Work to complete:
Using the entries that follow, write out the line containing "I don't claim", the line containing "(Quest for the", and every line between them, exactly and nothing else.
START Data section
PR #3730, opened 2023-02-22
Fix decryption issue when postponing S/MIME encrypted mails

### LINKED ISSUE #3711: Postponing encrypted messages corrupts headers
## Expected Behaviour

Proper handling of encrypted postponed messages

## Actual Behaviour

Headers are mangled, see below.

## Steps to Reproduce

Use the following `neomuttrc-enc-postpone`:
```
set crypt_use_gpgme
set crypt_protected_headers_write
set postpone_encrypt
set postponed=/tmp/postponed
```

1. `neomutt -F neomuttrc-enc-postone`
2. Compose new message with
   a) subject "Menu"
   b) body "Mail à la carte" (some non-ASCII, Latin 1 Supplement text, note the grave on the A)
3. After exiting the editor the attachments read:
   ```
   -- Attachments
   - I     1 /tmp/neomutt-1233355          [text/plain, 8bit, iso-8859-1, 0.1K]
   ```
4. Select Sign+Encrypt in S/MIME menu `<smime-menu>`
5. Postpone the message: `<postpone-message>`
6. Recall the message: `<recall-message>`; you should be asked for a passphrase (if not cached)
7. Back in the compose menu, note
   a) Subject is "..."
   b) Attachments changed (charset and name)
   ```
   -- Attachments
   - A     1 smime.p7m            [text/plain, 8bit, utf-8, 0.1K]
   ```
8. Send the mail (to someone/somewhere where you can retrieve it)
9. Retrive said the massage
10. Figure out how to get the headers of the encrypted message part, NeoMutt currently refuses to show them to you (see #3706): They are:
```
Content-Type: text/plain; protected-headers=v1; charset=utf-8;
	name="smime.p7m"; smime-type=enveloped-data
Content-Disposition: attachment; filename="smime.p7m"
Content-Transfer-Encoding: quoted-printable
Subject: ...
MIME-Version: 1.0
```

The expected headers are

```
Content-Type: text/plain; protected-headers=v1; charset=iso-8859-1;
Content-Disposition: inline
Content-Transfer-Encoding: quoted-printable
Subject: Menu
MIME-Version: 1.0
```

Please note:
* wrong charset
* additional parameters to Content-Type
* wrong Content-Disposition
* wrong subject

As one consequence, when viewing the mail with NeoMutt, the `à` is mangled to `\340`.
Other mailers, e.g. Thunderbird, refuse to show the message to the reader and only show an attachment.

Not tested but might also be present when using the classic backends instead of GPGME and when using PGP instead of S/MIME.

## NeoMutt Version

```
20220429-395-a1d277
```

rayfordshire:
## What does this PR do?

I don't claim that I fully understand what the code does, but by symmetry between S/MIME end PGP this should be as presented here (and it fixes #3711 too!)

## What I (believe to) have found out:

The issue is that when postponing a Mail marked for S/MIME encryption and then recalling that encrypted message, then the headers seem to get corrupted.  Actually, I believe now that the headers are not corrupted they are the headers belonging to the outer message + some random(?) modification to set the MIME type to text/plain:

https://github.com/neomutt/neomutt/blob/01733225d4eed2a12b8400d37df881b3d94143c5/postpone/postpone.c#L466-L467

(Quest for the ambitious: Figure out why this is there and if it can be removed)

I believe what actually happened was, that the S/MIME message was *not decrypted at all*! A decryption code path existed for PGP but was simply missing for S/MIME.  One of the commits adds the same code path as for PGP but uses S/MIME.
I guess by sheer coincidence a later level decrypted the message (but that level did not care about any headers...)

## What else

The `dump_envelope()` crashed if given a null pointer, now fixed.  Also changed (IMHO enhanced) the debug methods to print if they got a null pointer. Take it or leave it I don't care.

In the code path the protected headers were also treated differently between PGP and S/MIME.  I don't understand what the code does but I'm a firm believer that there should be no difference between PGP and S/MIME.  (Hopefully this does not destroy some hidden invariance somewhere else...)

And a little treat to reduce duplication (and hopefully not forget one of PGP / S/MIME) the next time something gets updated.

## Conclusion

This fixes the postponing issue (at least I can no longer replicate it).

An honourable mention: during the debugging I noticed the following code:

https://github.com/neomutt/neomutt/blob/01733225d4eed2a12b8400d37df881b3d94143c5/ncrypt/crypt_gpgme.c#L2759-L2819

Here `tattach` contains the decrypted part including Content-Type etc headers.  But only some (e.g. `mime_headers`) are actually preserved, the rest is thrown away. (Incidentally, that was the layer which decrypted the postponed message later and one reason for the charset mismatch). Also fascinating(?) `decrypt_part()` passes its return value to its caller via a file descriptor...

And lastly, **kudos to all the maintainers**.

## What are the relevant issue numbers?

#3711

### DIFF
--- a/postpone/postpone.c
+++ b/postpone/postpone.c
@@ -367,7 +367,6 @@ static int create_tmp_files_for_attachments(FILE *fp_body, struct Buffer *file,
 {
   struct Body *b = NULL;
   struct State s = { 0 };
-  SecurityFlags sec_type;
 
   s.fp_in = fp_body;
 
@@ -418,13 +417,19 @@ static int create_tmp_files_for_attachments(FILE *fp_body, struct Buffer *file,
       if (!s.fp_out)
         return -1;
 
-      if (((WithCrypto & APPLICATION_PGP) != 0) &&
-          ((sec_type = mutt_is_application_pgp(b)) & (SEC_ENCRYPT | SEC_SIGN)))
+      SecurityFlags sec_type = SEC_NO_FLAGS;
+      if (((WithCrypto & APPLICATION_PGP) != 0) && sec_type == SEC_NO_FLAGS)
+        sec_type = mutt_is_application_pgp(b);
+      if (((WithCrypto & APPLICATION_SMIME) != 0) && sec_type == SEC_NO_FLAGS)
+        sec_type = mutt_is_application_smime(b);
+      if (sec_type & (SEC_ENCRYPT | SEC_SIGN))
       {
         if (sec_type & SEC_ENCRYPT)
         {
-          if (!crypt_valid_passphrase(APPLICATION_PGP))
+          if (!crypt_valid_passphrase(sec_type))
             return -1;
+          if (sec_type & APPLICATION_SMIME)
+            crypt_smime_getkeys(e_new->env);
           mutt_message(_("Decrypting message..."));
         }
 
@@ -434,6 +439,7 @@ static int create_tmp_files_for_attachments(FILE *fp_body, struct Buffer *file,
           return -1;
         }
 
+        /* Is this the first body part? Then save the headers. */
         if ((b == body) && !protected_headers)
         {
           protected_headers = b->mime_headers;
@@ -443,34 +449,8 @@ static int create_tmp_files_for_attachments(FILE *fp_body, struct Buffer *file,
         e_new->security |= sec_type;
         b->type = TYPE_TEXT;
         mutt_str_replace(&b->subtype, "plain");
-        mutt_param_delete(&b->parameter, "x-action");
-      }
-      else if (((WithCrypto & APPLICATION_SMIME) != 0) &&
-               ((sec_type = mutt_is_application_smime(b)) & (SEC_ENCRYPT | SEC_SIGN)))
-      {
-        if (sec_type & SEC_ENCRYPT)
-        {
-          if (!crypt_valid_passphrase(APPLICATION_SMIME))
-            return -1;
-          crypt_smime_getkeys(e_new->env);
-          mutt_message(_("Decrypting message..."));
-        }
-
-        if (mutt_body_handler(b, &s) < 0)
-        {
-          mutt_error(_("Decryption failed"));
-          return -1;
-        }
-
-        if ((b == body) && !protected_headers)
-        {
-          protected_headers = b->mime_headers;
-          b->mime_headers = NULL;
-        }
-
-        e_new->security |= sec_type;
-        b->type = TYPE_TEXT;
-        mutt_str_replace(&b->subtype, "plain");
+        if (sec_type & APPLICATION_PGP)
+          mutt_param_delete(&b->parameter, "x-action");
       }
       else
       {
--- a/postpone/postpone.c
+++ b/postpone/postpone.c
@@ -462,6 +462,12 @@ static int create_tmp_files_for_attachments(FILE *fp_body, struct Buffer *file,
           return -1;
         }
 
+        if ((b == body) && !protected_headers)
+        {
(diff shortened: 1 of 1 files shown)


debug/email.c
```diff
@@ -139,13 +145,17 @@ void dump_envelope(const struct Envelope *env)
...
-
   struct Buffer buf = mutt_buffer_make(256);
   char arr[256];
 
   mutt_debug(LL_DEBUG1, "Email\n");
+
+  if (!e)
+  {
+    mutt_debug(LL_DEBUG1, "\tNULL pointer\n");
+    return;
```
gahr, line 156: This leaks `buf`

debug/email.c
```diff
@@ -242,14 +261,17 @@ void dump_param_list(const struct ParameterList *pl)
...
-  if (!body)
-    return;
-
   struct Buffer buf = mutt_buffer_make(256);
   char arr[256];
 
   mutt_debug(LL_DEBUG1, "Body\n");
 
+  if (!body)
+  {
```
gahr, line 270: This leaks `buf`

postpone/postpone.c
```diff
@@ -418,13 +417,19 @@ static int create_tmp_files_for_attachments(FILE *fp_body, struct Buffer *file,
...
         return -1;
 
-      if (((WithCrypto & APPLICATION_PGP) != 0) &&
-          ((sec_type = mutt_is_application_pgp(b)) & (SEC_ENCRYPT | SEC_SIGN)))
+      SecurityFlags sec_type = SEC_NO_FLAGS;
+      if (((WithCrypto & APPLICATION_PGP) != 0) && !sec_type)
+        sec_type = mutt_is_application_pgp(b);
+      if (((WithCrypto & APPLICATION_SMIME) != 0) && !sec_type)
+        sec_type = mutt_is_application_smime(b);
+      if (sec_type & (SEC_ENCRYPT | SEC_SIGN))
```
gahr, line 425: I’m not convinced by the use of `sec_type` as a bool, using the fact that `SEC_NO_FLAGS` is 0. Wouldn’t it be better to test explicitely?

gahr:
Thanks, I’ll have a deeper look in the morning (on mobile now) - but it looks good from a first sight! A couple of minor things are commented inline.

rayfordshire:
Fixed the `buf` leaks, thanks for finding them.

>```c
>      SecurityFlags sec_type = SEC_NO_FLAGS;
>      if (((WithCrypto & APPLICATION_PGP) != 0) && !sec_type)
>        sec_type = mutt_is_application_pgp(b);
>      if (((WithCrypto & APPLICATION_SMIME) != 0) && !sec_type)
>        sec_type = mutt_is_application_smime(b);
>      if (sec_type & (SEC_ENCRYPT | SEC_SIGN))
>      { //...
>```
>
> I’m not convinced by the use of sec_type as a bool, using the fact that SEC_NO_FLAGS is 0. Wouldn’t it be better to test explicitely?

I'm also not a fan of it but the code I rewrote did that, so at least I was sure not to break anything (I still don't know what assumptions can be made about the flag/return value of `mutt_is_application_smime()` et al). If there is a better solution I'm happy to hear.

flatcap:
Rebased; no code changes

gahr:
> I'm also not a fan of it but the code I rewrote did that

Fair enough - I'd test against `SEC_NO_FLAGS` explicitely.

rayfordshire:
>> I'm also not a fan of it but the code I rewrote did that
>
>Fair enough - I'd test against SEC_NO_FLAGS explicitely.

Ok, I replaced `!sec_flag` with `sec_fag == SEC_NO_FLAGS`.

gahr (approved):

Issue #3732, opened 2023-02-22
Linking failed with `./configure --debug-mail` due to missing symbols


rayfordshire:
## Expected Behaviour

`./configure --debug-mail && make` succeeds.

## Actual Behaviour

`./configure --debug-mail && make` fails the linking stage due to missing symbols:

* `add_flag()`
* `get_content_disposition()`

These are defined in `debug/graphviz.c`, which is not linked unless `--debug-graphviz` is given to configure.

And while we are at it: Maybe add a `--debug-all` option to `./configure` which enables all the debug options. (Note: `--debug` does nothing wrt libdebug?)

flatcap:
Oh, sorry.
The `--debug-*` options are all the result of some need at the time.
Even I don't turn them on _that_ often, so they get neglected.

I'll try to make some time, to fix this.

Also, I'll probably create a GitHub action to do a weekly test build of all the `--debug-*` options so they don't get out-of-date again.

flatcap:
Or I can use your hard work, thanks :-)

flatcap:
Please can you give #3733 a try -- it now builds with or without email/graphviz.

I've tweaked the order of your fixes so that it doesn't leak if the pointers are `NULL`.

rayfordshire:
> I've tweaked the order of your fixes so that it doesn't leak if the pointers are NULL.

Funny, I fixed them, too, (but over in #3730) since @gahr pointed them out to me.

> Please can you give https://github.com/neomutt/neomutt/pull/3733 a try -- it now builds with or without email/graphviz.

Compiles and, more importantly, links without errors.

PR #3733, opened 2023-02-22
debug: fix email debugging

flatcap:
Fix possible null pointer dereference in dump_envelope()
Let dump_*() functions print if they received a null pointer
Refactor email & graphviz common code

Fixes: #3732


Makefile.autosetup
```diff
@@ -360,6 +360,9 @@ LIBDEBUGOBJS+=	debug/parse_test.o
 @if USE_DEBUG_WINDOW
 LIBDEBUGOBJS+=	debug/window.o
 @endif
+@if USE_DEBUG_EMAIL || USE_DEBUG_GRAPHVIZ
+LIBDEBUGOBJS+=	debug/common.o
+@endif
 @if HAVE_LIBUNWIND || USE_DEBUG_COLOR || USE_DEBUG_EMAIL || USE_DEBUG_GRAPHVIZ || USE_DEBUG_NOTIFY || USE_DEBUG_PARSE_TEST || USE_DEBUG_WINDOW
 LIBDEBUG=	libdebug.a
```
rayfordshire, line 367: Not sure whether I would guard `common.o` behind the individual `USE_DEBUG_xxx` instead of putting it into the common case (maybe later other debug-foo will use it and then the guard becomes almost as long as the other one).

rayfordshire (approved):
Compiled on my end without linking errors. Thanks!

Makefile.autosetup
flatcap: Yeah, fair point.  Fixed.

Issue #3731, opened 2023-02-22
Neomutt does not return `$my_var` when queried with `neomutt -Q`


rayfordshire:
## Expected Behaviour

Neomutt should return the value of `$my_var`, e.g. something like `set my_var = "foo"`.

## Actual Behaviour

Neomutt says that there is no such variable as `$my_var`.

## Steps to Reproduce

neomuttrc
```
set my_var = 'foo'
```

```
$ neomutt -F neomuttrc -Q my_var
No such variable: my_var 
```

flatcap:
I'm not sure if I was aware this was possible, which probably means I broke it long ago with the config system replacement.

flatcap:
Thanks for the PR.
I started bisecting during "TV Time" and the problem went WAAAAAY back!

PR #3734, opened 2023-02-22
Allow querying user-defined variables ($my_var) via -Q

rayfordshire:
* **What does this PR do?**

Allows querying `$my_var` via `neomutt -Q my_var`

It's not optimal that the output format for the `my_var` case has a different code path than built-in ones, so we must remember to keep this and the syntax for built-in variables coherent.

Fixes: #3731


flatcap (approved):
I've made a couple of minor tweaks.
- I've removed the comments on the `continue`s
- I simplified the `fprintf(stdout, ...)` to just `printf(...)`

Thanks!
END Data section
Response for this exercise:
I don't claim that I fully understand what the code does, but by symmetry between S/MIME end PGP this should be as presented here (and it fixes #3711 too!)

## What I (believe to) have found out:

The issue is that when postponing a Mail marked for S/MIME encryption and then recalling that encrypted message, then the headers seem to get corrupted.  Actually, I believe now that the headers are not corrupted they are the headers belonging to the outer message + some random(?) modification to set the MIME type to text/plain:

https://github.com/neomutt/neomutt/blob/01733225d4eed2a12b8400d37df881b3d94143c5/postpone/postpone.c#L466-L467

(Quest for the ambitious: Figure out why this is there and if it can be removed)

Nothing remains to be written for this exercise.